Versatile alkali-ion storage in hierarchically porous Mo2C@C hybrid architectures

Abstract

Transition metal carbides (TMCs) offer high conductivity and structural stability, engendering growing interest as promising anode materials for next-generation alkali-ion batteries. A hierarchically porous Mo2C@C (PMC) composite was synthesized herein via a scalable and environmentally benign salt-templated freeze-drying method. The resulting three-dimensional, porous architecture, comprising uniformly dispersed Mo2C nanocrystals embedded in a conductive carbon matrix, afforded a high specific surface area of 289 m2 g−1 and well-defined micropores and mesopores.

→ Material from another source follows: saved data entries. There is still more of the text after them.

PR #1317, opened 2024-06-24
Feature/simcomp-precompute

timfelle:
Introduction of interface to run preprocessing through simulation components.


njansson (approved):

src/simulation_components/simulation_component.f90
```diff
@@ -62,15 +64,21 @@ module simulation_component
...
      !> The common constructor using a JSON dictionary.
      procedure(simulation_component_init), pass(this), deferred :: init
      !> Destructor.
      procedure(simulation_component_free), pass(this), deferred :: free
+     !> The preprocessing function to be executed during the run.
+     procedure, pass(this) :: preprocess_
      !> The main function to be executed during the run.
-     procedure(simulation_component_compute), pass(this), deferred :: compute_
+     procedure, pass(this) :: compute_
   end type simulation_component_t
```
timofeymukha, line 82: Why use dummies instead of `deferred` routines? So that one can have only one of them implemented?

timfelle: Exactly.
We should probably add a nooverride on the others maybe?

timofeymukha: I see. So, is the vision, that each simcomp either does something in preprocess, or in compute, or in both? Or should the user be given some control in the case when it is not both? E.g. the vorticity, will only be able to run after the fluid in this design, or should we be able to control for it to run in the preprocess step via the user file?

Now that I think of it, if fluid and scalar become simcomps then this latter point can be just controlled by the simcomp execution order, and only simcomps that do something both in pre and compute benefit from having 2 procedures. So probably no need for extra user control.

timfelle: Well I'll let it be up to the user to define things in either preprocess or compute as they see fit, especially with PR #1185 coming along.
In general i see no point in limiting the user if they wish to do something in one or both of them. The `preprocessing_control` have also been added to allow direct control of each stage individually.

Well the question is not whether there should be a general way to swap or copy the `compute` and `preprocessing` for all simulation componments, I am quite sure that would not be useful. But yes one could think about adding a switch to the `vorticity_t` and allow the user to choose to export vorticity before and after the simulation update if you find that to be useful, I don't think I see why it would be? Maybe the field exporter could use that, if one wish to examine some values before and after an update?

timofeymukha: Yes, for the user one things are clear I think. I think I also agree that the swapping is probably not very useful for most cases already now and will be less so in the future.

timofeymukha (approved):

When applied in the anode of lithium-, sodium-, and potassium-ion batteries (LIBs, SIBs, and KIBs), PMC delivered exceptional electrochemical performance, with reversible capacities of 556, 163, and 231 mAh g−1, respectively, at 50 mA g−1 over 100 cycles—significantly outperforming commercial Mo2C. Combined in situ and ex situ XRD, SAXS, and XPS analyses revealed distinct storage mechanisms for each alkali ion, where Li+ and K+ engage in both surface and pore-level processes, whereas Na+ storage is dominated by surface-limited pseudocapacitance owing to sluggish kinetics. The superior performance of PMC in LIBs and KIBs is attributed to its accessible surface for efficient charge transfer and its optimized pathways for ion transport. This study provides new insights into ion-specific storage mechanisms in Mo2C-based architectures and establishes design principles for multi-ion-compatible electrode materials.